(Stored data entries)
-------------------------

PR #193, opened 2018-04-25
Cancel fetching when Mogwai asks it to not download

joaquimrocha:
Fetching the updates was honoring the 'download-now' property from
Mogwai's Scheduled Entry for starting, but once it started, it'd not get
canceled even if Mogwai reported download-now=false for the entry.

This patch implements that cancellation by using a local cancellable
object for the fetching operation instead of the one that's passed to
the call, since the latter should only be cancelled by the Cancel()
DBus method (in order to avoid future issues).

https://phabricator.endlessm.com/T22237

### DIFF
--- a/src/eos-updater-fetch.c
+++ b/src/eos-updater-fetch.c
@@ -64,6 +64,35 @@ fetch_data_free (FetchData *data)
 
 G_DEFINE_AUTOPTR_CLEANUP_FUNC (FetchData, fetch_data_free)
 
+typedef struct {
+  MwscScheduleEntry *scheduled_entry; /* (owned) */
+  GCancellable *general_cancellable; /* (owned) */
+  GCancellable *scheduled_entry_cancellable; /* (owned) */
+  gulong download_now_handler_id;
+  gulong invalidated_handler_id;
+  gulong cancellables_bind_handler_id;
+} ScheduledEntryCancellableHelper;
+
+static void
+schedule_entry_cancellable_helper_free (ScheduledEntryCancellableHelper *helper)
+{
+  if (helper->download_now_handler_id > 0)
+    g_signal_handler_disconnect (helper->scheduled_entry, helper->download_now_handler_id);
+
+  if (helper->invalidated_handler_id > 0)
+    g_signal_handler_disconnect (helper->scheduled_entry, helper->invalidated_handler_id);
+
+  if (helper->cancellables_bind_handler_id > 0)
+    g_cancellable_disconnect (helper->general_cancellable, helper->cancellables_bind_handler_id);
+
+  g_clear_object (&helper->scheduled_entry);
+  g_clear_object (&helper->general_cancellable);
+  g_clear_object (&helper->scheduled_entry_cancellable);
+  g_free (helper);
+}
+
+G_DEFINE_AUTOPTR_CLEANUP_FUNC (ScheduledEntryCancellableHelper, schedule_entry_cancellable_helper_free)
+
 static void
 content_fetch_finished (GObject *object,
                         GAsyncResult *res,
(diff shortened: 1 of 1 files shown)


src/eos-updater-fetch.c
```diff
@@ -64,6 +64,35 @@ fetch_data_free (FetchData *data)
 
 G_DEFINE_AUTOPTR_CLEANUP_FUNC (FetchData, fetch_data_free)
 
+typedef struct {
+  MwscScheduleEntry *scheduled_entry;
+  GCancellable *general_cancellable;
+  GCancellable *scheduled_entry_cancellable;
```
pwithnall: Please add a `  /* (owned) */` comment after each of these pointers, to document that they hold a strong reference. It’s not an official gobject-introspection annotation, but I hope to get round to proposing it as such someday. It’s useful documentation in any case.

src/eos-updater-fetch.c
```diff
@@ -820,6 +849,34 @@ unschedule_download (FetchData     *fetch_data,
...
+                                 GParamSpec *pspec,
+                                 gpointer    user_data)
+{
+  MwscScheduleEntry *entry = MWSC_SCHEDULE_ENTRY (obj);
+  GCancellable *cancellable = user_data;
+
+  if (!mwsc_schedule_entry_get_download_now (entry))
+    {
+      g_message ("Fetch cancelled because Mogwai's scheduled entry %s can no "
+                 "longer download.", mwsc_schedule_entry_get_id (entry));
```
pwithnall: This function needs a FIXME comment, since Mogwai can actually toggle the status of `download-now` several times during the lifetime of a schedule entry. For example, if an OS update was scheduled and downloading, and then a higher-priority update was scheduled by flatpak, Mogwai would pause the OS update (by setting its `download-now` to false), do the flatpak update, and then could resume the OS update (setting `download-now` to true again) once the flatpak update’s schedule entry was removed.

Supporting resuming updates in eos-updater is a fairly big change, though, and not one I’d expect for this PR. Cancelling the update and re-polling next time the updater is triggered should be OK for now; since OSTree downloads files individually, this should allow progress to be saved between update attempts, if none of them are allowed to complete.

Anyway, in the meantime, a comment here like the following would be good:
```
/* FIXME: Eventually add support for resuming OS update downloads when allowed
 * to by the scheduler. When that happens `get_download_now()` will return
 * %TRUE again; while waiting for that to happen, eos-updater should stay in the
 * `fetching` state. Currently, we go to the `error` state instead. */
```

src/eos-updater-fetch.c
```diff
@@ -964,7 +1071,7 @@ content_fetch (FetchData     *fetch_data,
       if (data->results == NULL)
         g_message ("Fetch: using old code due to lack of repo finder results");
 
-      if (content_fetch_old (fetch_data, context, cancellable, &local_error))
+      if (content_fetch_old (fetch_data, context, fetch_cancellable, &local_error))
```
pwithnall: I suspect you also need to use `fetch_cancellable` in the `prepare_flatpaks_to_deploy()` call below.

joaquimrocha: True! For some reason I thought the `prepare_flatpaks_to_deploy` function was not downloading stuff but I've verified that's not the case.

src/eos-updater-fetch.c
pwithnall: And the other ones which are owned, not just `scheduled_entry_cancellable`.

joaquimrocha: Ah, okay, I thought you meant only the one that's fully owned by this struct (`scheduled_entry_cancellable`). But I see what you mean now.

PR #194, opened 2018-04-26
T22279: Also uninstall autodelete extensions

smspillaz:
This is a follow-up to #189 

If an extension is marked autodelete, we should remove it when the source flatpak gets uninstalled.

### DIFF
--- a/libeos-updater-flatpak-installer/perform-flatpak-actions.c
+++ b/libeos-updater-flatpak-installer/perform-flatpak-actions.c
@@ -192,9 +192,9 @@ try_install_application (FlatpakInstallation       *installation,
 }
 
 static gboolean
-try_uninstall_application (FlatpakInstallation  *installation,
-                           FlatpakRef           *ref,
-                           GError              **error)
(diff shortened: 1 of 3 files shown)


smspillaz:
Currently stacked on #189

smspillaz:
Will need to be rebased once #189 is merged.

pwithnall:
> Will need to be rebased once #189 is merged

It’s merged; this can be rebased.

smspillaz:
(Do we want this anymore? If not, we should close this)

pwithnall:
> (Do we want this anymore? If not, we should close this)

I think the conclusion so far from https://phabricator.endlessm.com/T22279 is that we might want this, but it should be discussed upstream first, since the behaviour of `flatpak uninstall` might need to change as well. That discussion hasn’t happened yet.

I’ve rebased this on `master` as of today (trivial rebase), just so it’s obvious what code hasn’t been merged here. Let’s close this PR but keep the branch in place until the discussion has happened on the task (which I don’t think has a particularly high priority at the moment).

-------------------------

▶ **Exercise**
For each line in the entries that contains the string "https", make a copy.

▶ **Answer to this exercise**
https://phabricator.endlessm.com/T22237
I think the conclusion so far from https://phabricator.endlessm.com/T22279 is that we might want this, but it should be discussed upstream first, since the behaviour of `flatpak uninstall` might need to change as well. That discussion hasn’t happened yet.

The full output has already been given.